Equilibrismo del PSOE
Tras el debate, Santiago Abascal salía al pasillo para censurar que "las excusas de Junts no son creíbles", que "la posición de los partidos es muy confusa" y que sólo votan en contra "porque lo presenta Vox".
En el PSOE intentan hacer equilibrios para contentar a sectores feministas, favorables a la prohibición del burka, cuidar a su potencial socio parlamentario (Junts) y a la par marcar distancias con Vox.
La portavoz socialista Andrea Fernández recalcó que la propuesta de Vox sólo muestra "su racismo" y su "islamofobia" aunque defendió ante el pleno que "todo atuendo destinado a ocultar el cuerpo de las mujeres es rechazable".
La diputada socialista admitió la complejidad de regularlo y puso como ejemplo a Francia, donde la prohibición llevó aparejada una caída de matriculaciones de alumnas en secundaria.
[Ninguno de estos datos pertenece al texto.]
PR #7368, opened 2022-01-10
Fix closure to have storage bug in codeAction

tm1000:
This PR fixes the following bug introduced into codeAction as a result of the underlying cache being empty when creating new files while using the language server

También el PNV, que votó en contra, afirmó estar en contra del uso de estos velos y pidió un debate "sereno", al tiempo que anunció el registro de una proposición de ley para crear una subcomisión de estudio sobre el uso de prendas que cubran totalmente el rostro.
Sólo el PP votó a favor de la propuesta de Vox y lo hizo con críticas al PSOE y sus socios.
"Es indefendible que la izquierda progresista diga que esto es progreso. Algún día tendrá que explicar la izquierda de este país cuándo compraron los postulados más radicales del Islam más radical a cambio de dejar tiradas a las mujeres más vulnerables", afirmó su portavoz, Ester Muñoz.
Hasta en el mismo debate, la portavoz de Vox, Blanca Armadio, sostuvo que "la izquierda, con la ayuda del PP, subvenciona o ayuda" a grupos que "afectan a la igualdad y a la integridad de España".
Armadio aseguró que "el multiculturalismo es un fracaso" y defendió que en su formación se niegan a que "vengan otras culturas y sometan a las mujeres".
No sólo circunscribió la amenaza a las mujeres. En un nuevo giro lepenista, la diputada de Vox también recordó las recientes agresiones homófobas en El Ejido (Almería) y afirmó que "nos negamos a que los homosexuales sean golpeados".
Unas afirmaciones que fueron tachadas de hipócritas por Compromís, Podemos o Sumar, cuyos portavoces aseguraron que el debate sobre el burka "no está en la calle".
Vox perdió la votación, pero logró situar el debate, ya que su tesis principal —la prohibición del velo integral— fue asumida, con matices, por varios partidos de la Cámara.